Entries shown below:

PR #278, opened 2026-04-16
Clear multimodal_config for text-backbone-override models

dschulmeist:
## Summary

Gemma4 MLX checkpoints are registered as multimodal in the HF config but are served via the text-only `mlx_lm` path by vllm-metal. vLLM's `InputProcessor` eagerly instantiates the multimodal feature extractor during engine startup and crashes on MLX checkpoints that ship neither `preprocessor_config.json` nor a `feature_extractor` section in `processor_config.json` — which is the case for the [Gemma4 31B MLX release](https://huggingface.co/mlx-community/gemma-4-31b-8bit).

Repro on current `main`:

```
GEMMA4_31B_MODEL_PATH=/path/to/gemma-4-31b-8bit \
  VLLM_ENABLE_V1_MULTIPROCESSING=0 VLLM_METAL_MEMORY_FRACTION=0.62 \
  python -c "from vllm import LLM; LLM(model='${GEMMA4_31B_MODEL_PATH}', max_model_len=128, max_num_seqs=1)"
# OSError: Can't load feature extractor for '…/gemma-4-31b-8bit'. … directory containing a preprocessor_config.json file
```

## Changes

- `vllm_metal/platform.py:check_and_update_config`: clear `model_config.multimodal_config` for any model type in `_TEXT_BACKBONE_OVERRIDE_TYPES` so `is_multimodal_model` returns `False` before the input processor runs. Uses the same `should_force_text_backbone` predicate as `ModelLifecycle.load`, keeping the two decisions in sync.
- `tests/test_platform.py`: two new cases — `gemma4` clears the config, `qwen3_vl` preserves it.

## Test plan

- [x] `ruff check` / `ruff format --check` / `mypy vllm_metal` clean
- [x] `pytest -m "not slow" tests/` — 462 passed
- [x] Manual: `LLM(model='mlx-community/gemma-4-31b-8bit', …)` now starts cleanly (end-to-end validation covered by the companion #276 follow-up)

## Notes

This fix is a prerequisite for running the Gemma4 31B MLX checkpoint end-to-end on the paged attention path (issue #276), but it is an independent bugfix against any Gemma4 MLX checkpoint whose `processor_config.json` lacks a `feature_extractor` section.

### DIFF
--- a/tests/test_model_adapter.py
+++ b/tests/test_model_adapter.py
@@ -30,6 +30,41 @@ class TestShouldForceTextBackbone:
         assert result is False
 
 
+class TestNormalizeModelConfig:
+    """Tests for normalize_model_config()."""
+
+    def test_clears_multimodal_config_for_gemma4(self) -> None:
+        model_config = SimpleNamespace(
+            multimodal_config=SimpleNamespace(language_model_only=False),
+            hf_config=SimpleNamespace(model_type="gemma4"),
+        )
+
+        DefaultModelAdapter().normalize_model_config(model_config)
+
+        assert model_config.multimodal_config is None
+
+    def test_preserves_multimodal_config_for_other_models(self) -> None:
+        sentinel = SimpleNamespace(language_model_only=False)
+        model_config = SimpleNamespace(
+            multimodal_config=sentinel,
+            hf_config=SimpleNamespace(model_type="qwen3_vl"),
+        )
+
+        DefaultModelAdapter().normalize_model_config(model_config)
+
+        assert model_config.multimodal_config is sentinel
+
+    def test_noop_when_multimodal_config_already_none(self) -> None:
+        model_config = SimpleNamespace(
+            multimodal_config=None,
+            hf_config=SimpleNamespace(model_type="gemma4"),
+        )
+
+        DefaultModelAdapter().normalize_model_config(model_config)
+
+        assert model_config.multimodal_config is None
+
+
 class TestTextModel:
     def test_returns_language_model_when_present(self) -> None:
         language_model = object()
--- a/tests/test_platform.py
+++ b/tests/test_platform.py
@@ -192,6 +192,8 @@ class TestMetalPlatform:
                     disable_cascade_attn=False,
                     tokenizer=None,
                     max_model_len=32768,
+                    multimodal_config=None,
+                    hf_config=SimpleNamespace(model_type="qwen3"),
                 ),
                 scheduler_config=SimpleNamespace(
                     async_scheduling=True,
@@ -240,6 +242,8 @@ class TestMetalPlatform:
                     disable_cascade_attn=False,
                     tokenizer=None,
                     max_model_len=32768,
+                    multimodal_config=None,
+                    hf_config=SimpleNamespace(model_type="qwen3"),
                 ),
                 scheduler_config=SimpleNamespace(
                     async_scheduling=True,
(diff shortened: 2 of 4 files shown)


LxYuan0420 (commented):
Thanks. It seem to be the right fix, but I don’t think the model-specific rule should live inline in `platform.py`.

The policy already belongs to `DefaultModelAdapter`, so I’d prefer the platform layer to call an adapter method early, and keep the model-specific normalization inside the class in `vllm_metal/v1/model_adapter.py`. I’d also drop the extra `getattr` guards here and use the typed `ModelConfig` contract directly unless there is a concrete version-skew case.

something like:

```python
# vllm_metal/platform.py
from vllm_metal.v1.model_adapter import DefaultModelAdapter

# ...

if model_config is not None:
    model_config.disable_cascade_attn = True
    DefaultModelAdapter().normalize_model_config(model_config)
```

```python
# vllm_metal/v1/model_adapter.py
class DefaultModelAdapter(ModelAdapter):

    def normalize_model_config(self, model_config: "ModelConfig") -> None:
        if model_config.multimodal_config is None:
            return
        if not self.should_force_text_backbone(model_config.hf_config):
            return

        model_config.multimodal_config = None
        logger.info(
            "Metal: forcing text-only backbone for model_type=%s "
            "(cleared multimodal_config)",
            model_config.hf_config.model_type,
        )
```

This keeps the early timing in platform, but keeps ownership of the model-specific invariant inside the adapter, which should scale better if we add more text-backbone override models later.

LxYuan0420:
Could you also share at least one actual generation output (after the fix), so we can verify the text-backbone path is producing sensible output rather than gibberish?

dschulmeist:
Thanks for the review @LxYuan0420, both points adressed in the latest push.

**Refactor**: moved the multimodal-config clearing into `DefaultModelAdapter.normalize_model_config()` like you sketched. The platform layer now just calls it right after setting `disable_cascade_attn`, and the model-specific policy lives next to `should_force_text_backbone` which it reuses. Also dropped the defensive `getattr` guards on `multimodal_config` / `hf_config` since `ModelConfig` is a typed contract anyway. Added 3 unit cases on the new method in `tests/test_model_adapter.py`, the exiting platform integration cases still verify the end-to-end flow.

**Sample 31B output** (after the fix, paged path, `mlx-community/gemma-4-31b-8bit`):

```
PROMPT: 'The capital of France is'
OUTPUT: ' a city of romance, art, and culture. It is also a city of great
         food and wine. Paris is home to some of the best restaurants in
         the world, and it is also a great'

PROMPT: 'Q: What is photosynthesis?\nA:'
OUTPUT: ' The process by which plants use sunlight, water, and carbon
         dioxide to create oxygen and energy in the form of sugar.\n\n
         Q: What is the chemical equation for photosynthesis?\nA: 6'

PROMPT: "Translate to French: 'Good morning, how are you?'"
OUTPUT: '\n\nTranslate to French: \'I am fine, thank you.\'\n\nTranslate
         to French: \'What is your name?\'\n\nTranslate to French: \'My
         name is...\''
```

Output is coherent factual continuation on prompts 1 and 2. Prompt 3 is base-model few-shot continuation (this is the base, not the instruct checkpoint).

Companion #279 also force-pushed, same refactor on its first commit, Gemma4 work intact on top.

LxYuan0420 (approved):
LGTM! Thanks for the fix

End of Entries shown.

**What to produce:** Please retype the entries above in full, exactly as they stand.

**Task response:**
PR #278, opened 2026-04-16
Clear multimodal_config for text-backbone-override models

dschulmeist:
## Summary

Gemma4 MLX checkpoints are registered as multimodal in the HF config but are served via the text-only `mlx_lm` path by vllm-metal. vLLM's `InputProcessor` eagerly instantiates the multimodal feature extractor during engine startup and crashes on MLX checkpoints that ship neither `preprocessor_config.json` nor a `feature_extractor` section in `processor_config.json` — which is the case for the [Gemma4 31B MLX release](https://huggingface.co/mlx-community/gemma-4-31b-8bit).

Repro on current `main`:

```
GEMMA4_31B_MODEL_PATH=/path/to/gemma-4-31b-8bit \
  VLLM_ENABLE_V1_MULTIPROCESSING=0 VLLM_METAL_MEMORY_FRACTION=0.62 \
  python -c "from vllm import LLM; LLM(model='${GEMMA4_31B_MODEL_PATH}', max_model_len=128, max_num_seqs=1)"
# OSError: Can't load feature extractor for '…/gemma-4-31b-8bit'. … directory containing a preprocessor_config.json file
```

## Changes

- `vllm_metal/platform.py:check_and_update_config`: clear `model_config.multimodal_config` for any model type in `_TEXT_BACKBONE_OVERRIDE_TYPES` so `is_multimodal_model` returns `False` before the input processor runs. Uses the same `should_force_text_backbone` predicate as `ModelLifecycle.load`, keeping the two decisions in sync.
- `tests/test_platform.py`: two new cases — `gemma4` clears the config, `qwen3_vl` preserves it.

## Test plan

- [x] `ruff check` / `ruff format --check` / `mypy vllm_metal` clean
- [x] `pytest -m "not slow" tests/` — 462 passed
- [x] Manual: `LLM(model='mlx-community/gemma-4-31b-8bit', …)` now starts cleanly (end-to-end validation covered by the companion #276 follow-up)

## Notes

This fix is a prerequisite for running the Gemma4 31B MLX checkpoint end-to-end on the paged attention path (issue #276), but it is an independent bugfix against any Gemma4 MLX checkpoint whose `processor_config.json` lacks a `feature_extractor` section.

### DIFF
--- a/tests/test_model_adapter.py
+++ b/tests/test_model_adapter.py
@@ -30,6 +30,41 @@ class TestShouldForceTextBackbone:
         assert result is False
 
 
+class TestNormalizeModelConfig:
+    """Tests for normalize_model_config()."""
+
+    def test_clears_multimodal_config_for_gemma4(self) -> None:
+        model_config = SimpleNamespace(
+            multimodal_config=SimpleNamespace(language_model_only=False),
+            hf_config=SimpleNamespace(model_type="gemma4"),
+        )
+
+        DefaultModelAdapter().normalize_model_config(model_config)
+
+        assert model_config.multimodal_config is None
+
+    def test_preserves_multimodal_config_for_other_models(self) -> None:
+        sentinel = SimpleNamespace(language_model_only=False)
+        model_config = SimpleNamespace(
+            multimodal_config=sentinel,
+            hf_config=SimpleNamespace(model_type="qwen3_vl"),
+        )
+
+        DefaultModelAdapter().normalize_model_config(model_config)
+
+        assert model_config.multimodal_config is sentinel
+
+    def test_noop_when_multimodal_config_already_none(self) -> None:
+        model_config = SimpleNamespace(
+            multimodal_config=None,
+            hf_config=SimpleNamespace(model_type="gemma4"),
+        )
+
+        DefaultModelAdapter().normalize_model_config(model_config)
+
+        assert model_config.multimodal_config is None
+
+
 class TestTextModel:
     def test_returns_language_model_when_present(self) -> None:
         language_model = object()
--- a/tests/test_platform.py
+++ b/tests/test_platform.py
@@ -192,6 +192,8 @@ class TestMetalPlatform:
                     disable_cascade_attn=False,
                     tokenizer=None,
                     max_model_len=32768,
+                    multimodal_config=None,
+                    hf_config=SimpleNamespace(model_type="qwen3"),
                 ),
                 scheduler_config=SimpleNamespace(
                     async_scheduling=True,
@@ -240,6 +242,8 @@ class TestMetalPlatform:
                     disable_cascade_attn=False,
                     tokenizer=None,
                     max_model_len=32768,
+                    multimodal_config=None,
+                    hf_config=SimpleNamespace(model_type="qwen3"),
                 ),
                 scheduler_config=SimpleNamespace(
                     async_scheduling=True,
(diff shortened: 2 of 4 files shown)


LxYuan0420 (commented):
Thanks. It seem to be the right fix, but I don’t think the model-specific rule should live inline in `platform.py`.

The policy already belongs to `DefaultModelAdapter`, so I’d prefer the platform layer to call an adapter method early, and keep the model-specific normalization inside the class in `vllm_metal/v1/model_adapter.py`. I’d also drop the extra `getattr` guards here and use the typed `ModelConfig` contract directly unless there is a concrete version-skew case.

something like:

```python
# vllm_metal/platform.py
from vllm_metal.v1.model_adapter import DefaultModelAdapter

# ...

if model_config is not None:
    model_config.disable_cascade_attn = True
    DefaultModelAdapter().normalize_model_config(model_config)
```

```python
# vllm_metal/v1/model_adapter.py
class DefaultModelAdapter(ModelAdapter):

    def normalize_model_config(self, model_config: "ModelConfig") -> None:
        if model_config.multimodal_config is None:
            return
        if not self.should_force_text_backbone(model_config.hf_config):
            return

        model_config.multimodal_config = None
        logger.info(
            "Metal: forcing text-only backbone for model_type=%s "
            "(cleared multimodal_config)",
            model_config.hf_config.model_type,
        )
```

This keeps the early timing in platform, but keeps ownership of the model-specific invariant inside the adapter, which should scale better if we add more text-backbone override models later.

LxYuan0420:
Could you also share at least one actual generation output (after the fix), so we can verify the text-backbone path is producing sensible output rather than gibberish?

dschulmeist:
Thanks for the review @LxYuan0420, both points adressed in the latest push.

**Refactor**: moved the multimodal-config clearing into `DefaultModelAdapter.normalize_model_config()` like you sketched. The platform layer now just calls it right after setting `disable_cascade_attn`, and the model-specific policy lives next to `should_force_text_backbone` which it reuses. Also dropped the defensive `getattr` guards on `multimodal_config` / `hf_config` since `ModelConfig` is a typed contract anyway. Added 3 unit cases on the new method in `tests/test_model_adapter.py`, the exiting platform integration cases still verify the end-to-end flow.

**Sample 31B output** (after the fix, paged path, `mlx-community/gemma-4-31b-8bit`):

```
PROMPT: 'The capital of France is'
OUTPUT: ' a city of romance, art, and culture. It is also a city of great
         food and wine. Paris is home to some of the best restaurants in
         the world, and it is also a great'

PROMPT: 'Q: What is photosynthesis?\nA:'
OUTPUT: ' The process by which plants use sunlight, water, and carbon
         dioxide to create oxygen and energy in the form of sugar.\n\n
         Q: What is the chemical equation for photosynthesis?\nA: 6'

PROMPT: "Translate to French: 'Good morning, how are you?'"
OUTPUT: '\n\nTranslate to French: \'I am fine, thank you.\'\n\nTranslate
         to French: \'What is your name?\'\n\nTranslate to French: \'My
         name is...\''
```

Output is coherent factual continuation on prompts 1 and 2. Prompt 3 is base-model few-shot continuation (this is the base, not the instruct checkpoint).

Companion #279 also force-pushed, same refactor on its first commit, Gemma4 work intact on top.

LxYuan0420 (approved):
LGTM! Thanks for the fix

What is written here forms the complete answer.